WHAT IS NEEDED: If a line below contains the string "TransitionTree", return that line.

RECORDS:
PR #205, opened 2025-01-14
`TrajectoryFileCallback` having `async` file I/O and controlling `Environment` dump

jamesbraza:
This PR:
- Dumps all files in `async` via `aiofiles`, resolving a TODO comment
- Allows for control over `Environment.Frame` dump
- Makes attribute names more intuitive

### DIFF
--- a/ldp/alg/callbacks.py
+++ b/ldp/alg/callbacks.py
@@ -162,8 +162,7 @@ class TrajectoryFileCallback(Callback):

...

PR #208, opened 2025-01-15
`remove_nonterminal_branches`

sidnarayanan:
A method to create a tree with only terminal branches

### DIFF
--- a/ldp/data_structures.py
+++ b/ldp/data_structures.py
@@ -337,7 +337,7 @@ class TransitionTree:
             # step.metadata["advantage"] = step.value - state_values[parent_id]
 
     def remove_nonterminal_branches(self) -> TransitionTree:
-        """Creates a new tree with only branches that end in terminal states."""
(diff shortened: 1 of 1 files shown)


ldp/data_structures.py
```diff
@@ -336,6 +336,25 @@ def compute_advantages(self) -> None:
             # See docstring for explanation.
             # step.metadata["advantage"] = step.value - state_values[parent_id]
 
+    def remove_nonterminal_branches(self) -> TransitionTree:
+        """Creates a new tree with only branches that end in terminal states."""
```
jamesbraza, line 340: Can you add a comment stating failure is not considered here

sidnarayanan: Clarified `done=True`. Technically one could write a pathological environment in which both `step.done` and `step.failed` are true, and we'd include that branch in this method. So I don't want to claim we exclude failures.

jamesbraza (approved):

RESPONSE BELOW:
@@ -337,7 +337,7 @@ class TransitionTree:
     def remove_nonterminal_branches(self) -> TransitionTree:
+    def remove_nonterminal_branches(self) -> TransitionTree:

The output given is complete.